Start of RECORD SET

PR #690, opened 2020-09-17
stbt.Frame, stbt.Image: Allow indexing by a stbt.Region 

drothlis:
> stbt.Frame, stbt.Image: Allow indexing by a stbt.Region 

This sounds convenient but it might not be worth the confusion because you can't do it with a native numpy array (for example after calling `cv2.cvtColor` or any other image processing). On the other hand, do we really expect user code to be using cv2 / numpy directly?

> stbt.crop: Implicitly crop at edge of frame, instead of raising

I think this will be worth merging, at least.

### DIFF
--- a/_stbt/imgutils.py
+++ b/_stbt/imgutils.py
@@ -145,10 +145,11 @@ def crop(frame, region):
       of the source frame. This is a view onto the original data, so if you
       want to modify the cropped image call its ``copy()`` method first.
     """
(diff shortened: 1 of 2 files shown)


drothlis:
I have raised #694 with the first commit (`crop` clamps to the edge of the frame).

I'll close this one due to the drawbacks mentioned in the previous comment. It isn't worth the extra code just to show off that I've learned about `__getitem__`. :-)

PR #691, opened 2020-09-17
pylint plugin: Verify that FrameObject refresh() return value is used

drothlis:
It's a mistake to think that `refresh()` modifies the instance in place.
FrameObjects are immutable.


drothlis:
We may also need to revisit this matcher if we ever add the global `stbt.current_page` that we've talked about. But in the meantime it'll catch bugs so I think we should merge it. @wmanley please review.

wmanley:
Really helpful.

PR #692, opened 2020-09-18
WIP stbt.Keyboard and stbt.press_and_wait: `mask` accepts a Region

drothlis:
TODO:

- Implement it.
- Other functions probably need this too.
- Sometimes we want a mask with 1 channel, sometimes with 3? Depends on
  the function, e.g. is it operating on greyscale or not.


drothlis:
Here's how `wait_for_motion` and `is_screen_black` behave since v28:         If you specify both `region` and `mask`, the mask must be the same size as the region.

wmanley:
Closing.  Obsoleted by #712.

End of RECORD SET

INSTRUCTIONS TO FOLLOW: Exactly as it appears above, retype the material in full.

RESPONSE TO THIS TASK:
PR #690, opened 2020-09-17
stbt.Frame, stbt.Image: Allow indexing by a stbt.Region 

drothlis:
> stbt.Frame, stbt.Image: Allow indexing by a stbt.Region 

This sounds convenient but it might not be worth the confusion because you can't do it with a native numpy array (for example after calling `cv2.cvtColor` or any other image processing). On the other hand, do we really expect user code to be using cv2 / numpy directly?

> stbt.crop: Implicitly crop at edge of frame, instead of raising

I think this will be worth merging, at least.

### DIFF
--- a/_stbt/imgutils.py
+++ b/_stbt/imgutils.py
@@ -145,10 +145,11 @@ def crop(frame, region):
       of the source frame. This is a view onto the original data, so if you
       want to modify the cropped image call its ``copy()`` method first.
     """
(diff shortened: 1 of 2 files shown)


drothlis:
I have raised #694 with the first commit (`crop` clamps to the edge of the frame).

I'll close this one due to the drawbacks mentioned in the previous comment. It isn't worth the extra code just to show off that I've learned about `__getitem__`. :-)

PR #691, opened 2020-09-17
pylint plugin: Verify that FrameObject refresh() return value is used

drothlis:
It's a mistake to think that `refresh()` modifies the instance in place.
FrameObjects are immutable.


drothlis:
We may also need to revisit this matcher if we ever add the global `stbt.current_page` that we've talked about. But in the meantime it'll catch bugs so I think we should merge it. @wmanley please review.

wmanley:
Really helpful.

PR #692, opened 2020-09-18
WIP stbt.Keyboard and stbt.press_and_wait: `mask` accepts a Region

drothlis:
TODO:

- Implement it.
- Other functions probably need this too.
- Sometimes we want a mask with 1 channel, sometimes with 3? Depends on
  the function, e.g. is it operating on greyscale or not.


drothlis:
Here's how `wait_for_motion` and `is_screen_black` behave since v28:         If you specify both `region` and `mask`, the mask must be the same size as the region.

wmanley:
Closing.  Obsoleted by #712.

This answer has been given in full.